After morning feeding time for the bears we headed south and hoped to visit some caves and a possible overnight spot. The website made the distance sound doable, so we trogged off to them in the middle of very picturesque landscape. Sadly, the tour guide said the next few tours were prebooked with coachloads of primary school kids – and pretty much told us we didn’t want to join them! He then added there were 400 “steps” which the website didn’t mention and we’d not have been able to do – so decided to run before the kids arrived.
So more driving to the coastal town of Zadar. This part of Croatia does seem to have lots of nothing space between the things to see, and sadly most of the things to see are extremely busy mostly with what appears to be mini cruise ships and thousands of package type holiday people. So the locations are geared for their tastes which seems to be tourist-tat shops and cafes to wait the next step of their tour! Priced accordingly and knowing they won’t be back…
Anyway, Zadar was nice enough for a bike ride and explore round – worth a visit but not mind blowing. The “campsite” location was poor and poor value for money really, pretty much someones back garden But needs must.
Moving on, we headed towards Trogir and had a really good campsite on the coast. Roadworks meant cycling to the town was not possible but there was a taxi boat service, so we used that to get into the town and enjoying the coastal vistas. Marred only by some mother who assumed her “special” child wanted to be enjoyed by all on board. Sadly she didn’t understand the comments like “I hope it can swim”. Trogir was architecturally lovely but with the large marina parade the tour boats filled the place – so after a scoot around it was have a beer and wait the return boat! Would be 10x better without the tourist boats!
Then on to Split which is our most southernly destination on this trip We wont be able to get around Dubrovnik so not worth going. There didn’t appear to be any great campsites nearby so, being a Sunday, decided we’d park in town instead. One of our parking locations was full, but what that didn’t say was beyond there it was *tight* – and ultimately had to reverse up narrow 1-way streets the wrong way and turn on a pin head (due to parked cars where they shouldn’t). Was a bit stressy but came out unscathed.
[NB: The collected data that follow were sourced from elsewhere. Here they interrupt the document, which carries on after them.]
PR #1707, opened 2025-09-18
tests: Add unit tests for DCGM exporter Service and ServiceMonitor

karthikvetrivel:
This PR adds unit tests for the ServiceMonitor and Service controller functions, which Prometheus ServiceMonitor custom resources and Kubernetes Service resources for GPU telemetry components.

**Changes**

1. Added TestServiceMonitor to validate ServiceMonitor lifecycle management
2. Added TestService to validate Service resource management

**Test Coverage**

-  Correct state transitions based on component enablement
- Handling of missing ServiceMonitor CRD
- Resource creation, updates, and deletion
- Different component states (dcgm-exporter, node-status-exporter, operator-metrics)

Test coverage bump from 18.7% to 19.7%

### DIFF
--- a/controllers/object_controls_test.go
+++ b/controllers/object_controls_test.go
@@ -41,6 +41,7 @@ import (
 	"k8s.io/apimachinery/pkg/runtime/serializer/json"
 	"k8s.io/apimachinery/pkg/types"
 	"k8s.io/client-go/kubernetes/scheme"
+	"k8s.io/utils/ptr"
 	ctrl "sigs.k8s.io/controller-runtime"
 	"sigs.k8s.io/controller-runtime/pkg/client"
 	"sigs.k8s.io/controller-runtime/pkg/client/fake"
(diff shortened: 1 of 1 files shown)


controllers/object_controls_test.go
```diff
@@ -1083,3 +1083,288 @@ func TestGetSanitizedKernelVersion(t *testing.T) {
...
+		description       string
+		stateName         string
+		crdPresent        bool
+		dcgmEnabled       *bool
+		nodeStatusEnabled *bool
+		dcgmSMEnabled     *bool
+		withEdits         bool
+		wantState         gpuv1.State
+		extraAssert       assertsFn
+	}{
```
cdesiniotis: Instead of separate fields for the various ClusterPolicy options, why not just define one field that contains the ClusterPolicy spec for the test case? For example, what about reducing this to:
```suggestion
	testCases := []struct {
		description       string
		stateName         string
		crdPresent        bool
		cpSpec            gpuv1.ClusterPolicySpec
		wantState         gpuv1.State
		extraAssert       assertsFn
	}{
```
This would eliminate the need for the code you have later on that updates the ClusterPolicy object for each test case.

controllers/object_controls_test.go
```diff
@@ -1083,3 +1083,288 @@ func TestGetSanitizedKernelVersion(t *testing.T) {
...
+			}
+			if tc.nodeStatusEnabled != nil {
+				cp.Spec.NodeStatusExporter.Enabled = tc.nodeStatusEnabled
+			}
+			// Configure DCGM SM
+			if tc.stateName == "state-dcgm-exporter" {
+				if tc.dcgmSMEnabled != nil {
+					cp.Spec.DCGMExporter.ServiceMonitor = &gpuv1.DCGMExporterServiceMonitorConfig{Enabled: tc.dcgmSMEnabled}
+				}
+			}
```
cdesiniotis: As noted above, I think we could remove the need for this code if we just defined the ClusterPolicy spec for each test case.

controllers/object_controls_test.go
```diff
@@ -1083,3 +1083,288 @@ func TestGetSanitizedKernelVersion(t *testing.T) {
...
+			// If edits are requested, seed CP config for edits
+			if tc.withEdits {
+				cp.Spec.DCGMExporter.ServiceMonitor = &gpuv1.DCGMExporterServiceMonitorConfig{
+					Enabled:          truePtr,
+					Interval:         promv1.Duration("15s"),
+					HonorLabels:      truePtr,
+					AdditionalLabels: map[string]string{"a": "b"},
+					Relabelings:      []*promv1.RelabelConfig{{Action: "keep"}},
+				}
+			}
```
cdesiniotis: As noted above, I think we could remove the need for this code if we just embedded this configuration in the test case itself.

controllers/object_controls_test.go
```diff
@@ -1083,3 +1083,288 @@ func TestGetSanitizedKernelVersion(t *testing.T) {
...
+
+			// Build the ServiceMonitor resource template
+			sm := promv1.ServiceMonitor{
+				ObjectMeta: metav1.ObjectMeta{Name: "test-sm", Labels: map[string]string{}},
+				Spec: promv1.ServiceMonitorSpec{
+					NamespaceSelector: promv1.NamespaceSelector{MatchNames: []string{"FILLED BY THE OPERATOR"}},
+					Endpoints:         []promv1.Endpoint{{}},
+				},
+			}
```
cdesiniotis: nit -- since this ServiceMonitor template does not differ between test cases, do we want to define this variable outside of the for loop?

controllers/object_controls_test.go
```diff
@@ -1083,3 +1083,288 @@ func TestGetSanitizedKernelVersion(t *testing.T) {
...
+
+	for _, tc := range testCases {
+		t.Run(tc.description, func(t *testing.T) {
+			// Build fake client, optionally seed CRD existence by registering type only
+			b := fake.NewClientBuilder().WithScheme(scheme)
+			if tc.crdPresent {
+				crd := &apiextensionsv1.CustomResourceDefinition{ObjectMeta: metav1.ObjectMeta{Name: ServiceMonitorCRDName}}
+				b = b.WithObjects(crd)
+			}
+			k8sClient := b.Build()
```
cdesiniotis: Not critical, but we could consider adding a `client` field for each test case and building the fake client in-line for each test case. For example, for test cases where the ServiceMonitor CRD does not exist we would have:
```
client: fake.NewClientBuilder().WithScheme(scheme).Build()
```
while for the test cases where the ServiceMonitor CRD does exist we would have:
```
client: fake.NewClientBuilder().WithScheme(scheme).WithObjects(serviceMonitorCRD).Build()
```

controllers/object_controls_test.go
```diff
@@ -1083,3 +1083,288 @@ func TestGetSanitizedKernelVersion(t *testing.T) {
...
+				found := &promv1.ServiceMonitor{}
+				err := c.Get(context.TODO(), client.ObjectKey{Namespace: ns, Name: name}, found)
+				require.NoError(t, err)
+				require.Equal(t, promv1.Duration("15s"), found.Spec.Endpoints[0].Interval)
+				require.Equal(t, true, found.Spec.Endpoints[0].HonorLabels)
+				require.Equal(t, "b", found.Labels["a"])
+				require.NotNil(t, found.Spec.Endpoints[0].RelabelConfigs)
+				require.Equal(t, 1, len(found.Spec.Endpoints[0].RelabelConfigs))
+			},
+		},
```
cdesiniotis: Instead of defining custom assert logic here, why don't we define the expected ServiceMonitor object here and compare it to the actual object that gets created when executing the test case?

controllers/object_controls_test.go
```diff
@@ -1083,3 +1083,288 @@ func TestGetSanitizedKernelVersion(t *testing.T) {
...
+				logger:            ctrl.Log.WithName("test"),
+			}
+
+			state, err := ServiceMonitor(controller)
+			require.NoError(t, err)
+			require.Equal(t, tc.wantState, state)
+
+			if tc.extraAssert != nil {
+				tc.extraAssert(t, k8sClient, "test-sm", "test-ns")
+			}
```
cdesiniotis: As suggested in a prior comment, for test cases where we expect a ServiceMonitor object to be created, would it be possible to just compare the two service monitor objects (expected vs actual)?

controllers/object_controls_test.go
```diff
@@ -1083,3 +1083,288 @@ func TestGetSanitizedKernelVersion(t *testing.T) {
...
+		},
+		{
+			description:   "dcgm-exporter SM enabled, CRD present -> Ready and applies edits",
+			stateName:     "state-dcgm-exporter",
+			crdPresent:    true,
+			dcgmEnabled:   truePtr,
+			dcgmSMEnabled: truePtr,
+			withEdits:     true,
+			wantState:     gpuv1.Ready,
+			extraAssert: func(t *testing.T, c client.Client, name, ns string) {
```
tariq1890: Instead of defining a closure to define additional assert blocks, can we just define a separate test case to assert the extra fields? That would make it easier to read.

Personally speaking, I'd avoid using closures and just sticking to more procedural coding. It makes test cases easier to read

controllers/object_controls_test.go
```diff
@@ -1083,3 +1083,288 @@ func TestGetSanitizedKernelVersion(t *testing.T) {
...
+			description: "create and preprocess",
+			enabled:     truePtr,
+			serviceCfg: &gpuv1.DCGMExporterServiceConfig{
+				Type:                  corev1.ServiceTypeNodePort,
+				InternalTrafficPolicy: &localPolicy,
+			},
+			wantState: gpuv1.Ready,
+			extraAssert: func(t *testing.T, c client.Client, name, ns string) {
+				found := &corev1.Service{}
+				err := c.Get(context.TODO(), client.ObjectKey{Namespace: ns, Name: name}, found)
```
tariq1890: We only use `context.TODO()` when we intend to pass in a ctx object later on. Since this most likely isn't a TODO, I would suggest using `context.Background()` instead

karthikvetrivel:
Hi team,

I've pushed a new commit addressing the review feedback. More broadly, I've made the test more modular, simpler, and removed all assert blocks. Functionality remains the same. Please take another look when you get a chance.

Thanks!

cdesiniotis:
@karthikvetrivel thanks. To help out the reviewers, can you respond to the individual review comments? That helps us know which ones have been addressed and which ones not.

tariq1890:
nit - We aren't really adding a new feature here, so we should remove the `feat(test)` from the commit message and PR title

cdesiniotis:
Also, please sign your commits. https://docs.github.com/en/authentication/managing-commit-signature-verification/signing-commits

controllers/object_controls_test.go
karthikvetrivel: I shifted away from using asserts in the new test.

controllers/object_controls_test.go
karthikvetrivel: Good point. I switched to context.Background() in the new commit.

controllers/object_controls_test.go
karthikvetrivel: Done, I pass in ClusterPolicy spec into each test case now.

controllers/object_controls_test.go
karthikvetrivel: Updated to use an expected ServiceMonitor object and compare it.

controllers/object_controls_test.go
karthikvetrivel: Updated.

controllers/object_controls_test.go
karthikvetrivel: Yep! Great idea. I pass a client field for each test case now.

controllers/object_controls_test.go
karthikvetrivel: Updated.

controllers/object_controls_test.go
karthikvetrivel: Yep, I embed the configuration now in the test case. Updated.

controllers/object_controls_test.go
karthikvetrivel: Updated to pass in a ClusterPolicy spec for each test case.

controllers/object_controls_test.go
```diff
@@ -1083,3 +1084,311 @@ func TestGetSanitizedKernelVersion(t *testing.T) {
 		require.Equal(t, test.expected, result)
 	}
 }
+
+func TestServiceMonitor(t *testing.T) {
+	const (
+		testNS   = "test-ns"
```
tariq1890:
```suggestion
		testNamespace   = "test-namespace"
```

controllers/object_controls_test.go
```diff
@@ -1083,3 +1084,311 @@ func TestGetSanitizedKernelVersion(t *testing.T) {
...
+		testSM   = "test-sm"
```
tariq1890:
```suggestion
		testServiceMonitor   = "test-service-monitor"
```

controllers/object_controls_test.go
```diff
@@ -1083,3 +1084,311 @@ func TestGetSanitizedKernelVersion(t *testing.T) {
...
+	// Create controller with given spec and state
+	newController := func(k8s client.Client, scheme *runtime.Scheme, spec gpuv1.ClusterPolicySpec, state string) ClusterPolicyController {
+		cp := &gpuv1.ClusterPolicy{Spec: spec}
+		return ClusterPolicyController{
+			client:            k8s,
+			ctx:               context.Background(),
+			singleton:         cp,
+			scheme:            scheme,
+			operatorNamespace: testNS,
+			resources:         []Resources{{ServiceMonitor: smTemplate}},
```
tariq1890: move the intialisation fo this slice to its own statement

controllers/object_controls_test.go
```diff
@@ -1083,3 +1084,311 @@ func TestGetSanitizedKernelVersion(t *testing.T) {
...
+		cpSpec      gpuv1.ClusterPolicySpec
+		wantState   gpuv1.State
+		expectedSM  *promv1.ServiceMonitor
+	}{
+		{
+			description: "dcgm-exporter disabled, CRD missing -> Ready",
+			stateName:   "state-dcgm-exporter",
+			client:      fake.NewClientBuilder().WithScheme(scheme).Build(),
+			cpSpec: gpuv1.ClusterPolicySpec{
+				DCGMExporter: gpuv1.DCGMExporterSpec{Enabled: ptr.To(false)},
```
tariq1890, line 1143: Great use of `ptr.To` here!

controllers/object_controls_test.go
```diff
@@ -1083,3 +1084,311 @@ func TestGetSanitizedKernelVersion(t *testing.T) {
...
+	// CRD object for tests that need ServiceMonitor CRD present
+	serviceMonitorCRD := &apiextensionsv1.CustomResourceDefinition{ObjectMeta: metav1.ObjectMeta{Name: ServiceMonitorCRDName}}
+
+	tests := []struct {
+		description string
+		stateName   string
+		client      client.Client
+		cpSpec      gpuv1.ClusterPolicySpec
+		wantState   gpuv1.State
+		expectedSM  *promv1.ServiceMonitor
```
tariq1890:
```suggestion
		expectedServiceMonitor  *promv1.ServiceMonitor
```

controllers/object_controls_test.go
```diff
@@ -1083,3 +1084,311 @@ func TestGetSanitizedKernelVersion(t *testing.T) {
...
+	}{
+		{
+			description: "dcgm-exporter disabled, CRD missing -> Ready",
+			stateName:   "state-dcgm-exporter",
+			client:      fake.NewClientBuilder().WithScheme(scheme).Build(),
```
tariq1890: why do we need an instance of the `client` per test case? I think we can just instantiate a client once and reuse it in all the test-cases

controllers/object_controls_test.go
```diff
@@ -1083,3 +1084,311 @@ func TestGetSanitizedKernelVersion(t *testing.T) {
 		require.Equal(t, test.expected, result)
 	}
 }
+
+func TestServiceMonitor(t *testing.T) {
+	const (
+		testNS   = "test-ns"
+		testSM   = "test-sm"
+		filledNS = "FILLED BY THE OPERATOR"
```
tariq1890:
```suggestion
		filledNamespace = "FILLED BY THE OPERATOR"
```

controllers/object_controls_test.go
```diff
@@ -1083,3 +1084,311 @@ func TestGetSanitizedKernelVersion(t *testing.T) {
...
+			operatorNamespace: testNS,
+			resources:         []Resources{{ServiceMonitor: smTemplate}},
+			stateNames:        []string{state},
+			idx:               0,
+			logger:            ctrl.Log.WithName("test"),
+		}
+	}
+
+	// Retrieve ServiceMonitor from client
+	getSM := func(k8s client.Client) (*promv1.ServiceMonitor, error) {
```
tariq1890: I don't think we need this function closure. Let's just invoke these lines directly instead of using the function var `getSM`

controllers/object_controls_test.go
```diff
@@ -1083,3 +1084,311 @@ func TestGetSanitizedKernelVersion(t *testing.T) {
...
+
+	// CRD object for tests that need ServiceMonitor CRD present
+	serviceMonitorCRD := &apiextensionsv1.CustomResourceDefinition{ObjectMeta: metav1.ObjectMeta{Name: ServiceMonitorCRDName}}
+
+	tests := []struct {
+		description string
+		stateName   string
+		client      client.Client
+		cpSpec      gpuv1.ClusterPolicySpec
+		wantState   gpuv1.State
```
tariq1890:
```suggestion
		expectedState   gpuv1.State
```

controllers/object_controls_test.go
```diff
@@ -1083,3 +1084,311 @@ func TestGetSanitizedKernelVersion(t *testing.T) {
...
+		ObjectMeta: metav1.ObjectMeta{Name: testSM, Labels: map[string]string{}},
+		Spec: promv1.ServiceMonitorSpec{
+			NamespaceSelector: promv1.NamespaceSelector{MatchNames: []string{filledNS}},
+			Endpoints:         []promv1.Endpoint{{}},
+		},
+	}
+
+	// Create controller with given spec and state
+	newController := func(k8s client.Client, scheme *runtime.Scheme, spec gpuv1.ClusterPolicySpec, state string) ClusterPolicyController {
+		cp := &gpuv1.ClusterPolicy{Spec: spec}
```
tariq1890:
```suggestion
		clusterPolicy := &gpuv1.ClusterPolicy{Spec: spec}
```

controllers/object_controls_test.go
```diff
@@ -1083,3 +1084,311 @@ func TestGetSanitizedKernelVersion(t *testing.T) {
...
+			require.Equal(t, tc.expectedSM.Namespace, found.Namespace)
+			require.Equal(t, tc.expectedSM.Labels, found.Labels)
+			require.Equal(t, tc.expectedSM.Spec, found.Spec)
+		})
+	}
+}
+
+func TestService(t *testing.T) {
+	const (
+		testNS      = "test-ns"
```
tariq1890:
```suggestion
		testNamespace      = "test-namespace"
```

controllers/object_controls_test.go
```diff
@@ -1083,3 +1084,311 @@ func TestGetSanitizedKernelVersion(t *testing.T) {
...
+			operatorNamespace: testNS,
+			resources:         []Resources{{Service: svcTemplate}},
+			stateNames:        []string{"state-dcgm-exporter"},
+			idx:               0,
+			logger:            ctrl.Log.WithName("test"),
+		}
+	}
+
+	// Helper to retrieve Service from client
+	getService := func(t *testing.T, k8s client.Client) (*corev1.Service, error) {
```
tariq1890: similar comment as getSM()

controllers/object_controls_test.go
```diff
@@ -1083,3 +1084,311 @@ func TestGetSanitizedKernelVersion(t *testing.T) {
...
+
+	localPolicy := corev1.ServiceInternalTrafficPolicyLocal
+
+	tests := []struct {
+		description   string
+		client        client.Client
+		cpSpec        gpuv1.ClusterPolicySpec
+		wantState     gpuv1.State
+		expectService bool
+		expectType    corev1.ServiceType
```
tariq1890:
```suggestion
		expectedType    corev1.ServiceType
```

controllers/object_controls_test.go
```diff
@@ -1083,3 +1084,311 @@ func TestGetSanitizedKernelVersion(t *testing.T) {
...
+		expectPolicy  *corev1.ServiceInternalTrafficPolicy
```
tariq1890:
```suggestion
		expectedPolicy  *corev1.ServiceInternalTrafficPolicy
```

controllers/object_controls_test.go
```diff
@@ -1083,3 +1084,311 @@ func TestGetSanitizedKernelVersion(t *testing.T) {
...
+		expectIP      string // For ClusterIP preservation test
```
tariq1890:
```suggestion
		expectedIP      string // For ClusterIP preservation test
```

controllers/object_controls_test.go
karthikvetrivel: Updated.

controllers/object_controls_test.go
karthikvetrivel: Updated!

controllers/object_controls_test.go
karthikvetrivel: Updated.

controllers/object_controls_test.go
karthikvetrivel: Updated.

controllers/object_controls_test.go
karthikvetrivel: I could be wrong, but I thought that the controller-runtime fake client stores objects in-memory. This means that one tests creating a ServiceMonitor would leak into the next if you reuse the client. 

Test 1 creates a `ServiceMonitor`; Test 2 expects “none exists” (asserts NotFound). If you reuse the client, Test 2 now finds the object and fails. I created a mock test to validate this idea and found this to be the case

`--- FAIL: TestServiceMonitor_SharedClient_StateLeak (0.00s)
    --- PASS: TestServiceMonitor_SharedClient_StateLeak/first_creates_ServiceMonitor (0.00s)
    --- FAIL: TestServiceMonitor_SharedClient_StateLeak/second_expects_NotFound_but_leaks_from_first (0.00s)`

controllers/object_controls_test.go
karthikvetrivel: Updated.

controllers/object_controls_test.go
karthikvetrivel: Great point, updated.

controllers/object_controls_test.go
karthikvetrivel: Updated.

controllers/object_controls_test.go
karthikvetrivel: `cp` was a convention used earlier in `object_controls_test.go` when created to pass into a ClusterPolicyController. 

https://github.com/NVIDIA/gpu-operator/blob/c88ce54070f8c3e56c4a3c8578c6c20f49a02ace/controllers/object_controls_test.go#L197

Since it's passed into `ClusterPolicyController` immediately after, I don't feel strongly about changing it. However, if we do, we should change all instances in this file.

controllers/object_controls_test.go
karthikvetrivel: Updated.

controllers/object_controls_test.go
karthikvetrivel: Updated.

controllers/object_controls_test.go
karthikvetrivel: Updated.

controllers/object_controls_test.go
karthikvetrivel: Updated.

controllers/object_controls_test.go
karthikvetrivel: Updated.

controllers/object_controls_test.go
```diff
@@ -1083,3 +1084,301 @@ func TestGetSanitizedKernelVersion(t *testing.T) {
...
+			if tc.expectedServiceMonitor == nil {
+				require.True(t, apierrors.IsNotFound(err))
+				return
+			}
+			require.NoError(t, err)
+
+			require.Equal(t, tc.expectedServiceMonitor.Name, found.Name)
+			require.Equal(t, tc.expectedServiceMonitor.Namespace, found.Namespace)
+			require.Equal(t, tc.expectedServiceMonitor.Labels, found.Labels)
+			require.Equal(t, tc.expectedServiceMonitor.Spec, found.Spec)
```
cdesiniotis, line 1255: Question -- could we not replace this with the below?
```suggestion
			require.Equal(t, tc.expectedServiceMonitor, found)
```

cdesiniotis:
@karthikvetrivel please squash your commits into one commit.

controllers/object_controls_test.go
tariq1890: I understand that `cp` was used before this PR, but we should use PRs as an opportunity to improve our coding standards wherever possible. I don't have a strong opinion on changing every instance (could be done either or in a follow-up PR dedicated to minor code-cleanups), but it would be better to use `clusterPolicy` instead of `cp` in the code we are introducing

controllers/object_controls_test.go
tariq1890: Understood. If the in-memory object list is the only variable here, we should make that the struct field rather than the whole fake client object

controllers/object_controls_test.go
karthikvetrivel: It fails the test then. The created object has controller-set fields, API-managed metadata (e.g., ResourceVersion, possibly defaults), and other labels. A deep equality on the whole object would require accounting for all of those. 

I think it's sufficient to target assertions on just the fields we control.

karthikvetrivel:
@cdesiniotis Done! Squashed into a single commit.

controllers/object_controls_test.go
cdesiniotis: Ah right, make sense.

controllers/object_controls_test.go
karthikvetrivel: I agree 100%. I can lead a small follow-up PR for minor code-cleanups like this because there are many such abbreviations. For example, `ds` for `DaemonSet` pops up with `object_controls` often.

controllers/object_controls_test.go
karthikvetrivel: I see the vision. I implemented an `existingObjects []client.Object` field in the struct and moved the fake client object to the test cases. 

Let me know if you have any other questions/thoughts for the PR.

controllers/object_controls_test.go
```diff
@@ -1083,3 +1084,311 @@ func TestGetSanitizedKernelVersion(t *testing.T) {
...
+			idx:               0,
+			logger:            ctrl.Log.WithName("test"),
+		}
+	}
+
+	localPolicy := corev1.ServiceInternalTrafficPolicyLocal
+
+	tests := []struct {
+		description     string
+		existingObjects []client.Object
```
tariq1890: Let's rename this to `k8sObjects`, `existingObjects` is vague

controllers/object_controls_test.go
tariq1890: Yes, please create the follow-up PR to change the var names in the other areas, but I ask that you rename `cp` to `clusterPolicy` in the code blocks you've added

controllers/object_controls_test.go
```diff
@@ -1083,3 +1084,311 @@ func TestGetSanitizedKernelVersion(t *testing.T) {
...
+	}
+
+	// CRD object for tests that need ServiceMonitor CRD present
+	serviceMonitorCRD := &apiextensionsv1.CustomResourceDefinition{ObjectMeta: metav1.ObjectMeta{Name: ServiceMonitorCRDName}}
+
+	tests := []struct {
+		description            string
+		stateName              string
+		existingObjects        []client.Object
+		cpSpec                 gpuv1.ClusterPolicySpec
```
tariq1890:
```suggestion
		clusterPolicySpec                 gpuv1.ClusterPolicySpec
```

controllers/object_controls_test.go
karthikvetrivel: Updated.

controllers/object_controls_test.go
karthikvetrivel: Updated.

controllers/object_controls_test.go
```diff
@@ -1083,3 +1084,311 @@ func TestGetSanitizedKernelVersion(t *testing.T) {
...
+		filledNamespace    = "FILLED BY THE OPERATOR"
+	)
+
+	// Create scheme with required types
+	scheme := runtime.NewScheme()
+	require.NoError(t, promv1.AddToScheme(scheme))
+	require.NoError(t, apiextensionsv1.AddToScheme(scheme))
+	require.NoError(t, gpuv1.AddToScheme(scheme))
+
+	smTemplate := promv1.ServiceMonitor{
```
tariq1890: Is this object used as a template? If not I'd just rename it to `serviceMonitor`

karthikvetrivel: Good catch! Yes, it was previously a template but no longer is. Updated.

controllers/object_controls_test.go
tariq1890: thanks

karthikvetrivel:
@tariq1890 Pushed with all of your naming edits.

tariq1890:
Screenshot 2025-09-22 at 4 36 48 PM

Not sure why the coveralls-bot hasn't commented, but I see in coveralls.io that the coverage is increased by 0.6%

Split is interesting but so so busy again! We’d really hate to see it in peak season, but it was about bearable and managed to get around most areas. The old ruins and buildings were impressive and we’re glad we went to explore – but deffo only a day visit.
One place on our agenda all trip was Plitvice national park, so we left split in 30’ head and headed to Plitvice. Just as we got there the weather was drizzle, thick cloud, and 9’. Brrrr. Sadly most of the park needs hiking, and we had hoped to be able to scoot or ride bits, but that was firmly prohibited, and the surrounding roads were much busier than expected, so not a great start. Gets wose as the campsite we went to, ACSI and in low season was full – and vans were streaming in. Seemed like a German invasion. They sent us on to another campsite where you commit on entry – and the campsite is just a large carpark – urgh. Mugged there really! But the amount of vans appearing – and indeed on the roads has increased markedly – maybe its German half term or something. But in places it was continuous. The next day the weather was still naff so no real chance of a ride, and it’d not be what we want – so we’d put this down to the end of a pretty mediocre week really – the first real thing we’ve had to skip due to Mels issues.
Looking at the map and terrain, we sought out a flatter location for some biking, and this suggested we’d be better off up north, so having done most of our to-do list we headed to the Island of Krk – which we’d passed on the way down. The road in is now over a bridge but the traffic was busy making us think it’d be a zoo again, but settling into a quiet small campsite in Malinska we were pleasantly surprised. No cruise boats and a gently busy seafront with relaxed atmosphere and just a really pretty place. The sort of thing we’ve been hoping for for a while. The prom is quiet and flat and perfect for a run, and there appears to be lots of cycle routes.
So the fourth week was ended with a bike ride. Well. A storm the night before kindly washed the solar panels but the mountain bike route we set up, beautiful as it was, was mainly smooth and now wet rocks up hill. Took almost an hour to do 5 miles and I was knackered and Mels battery was dying! So we had to cut short to ensure we could get back – lovely – but hard going – and earned a nice meal at the Marina.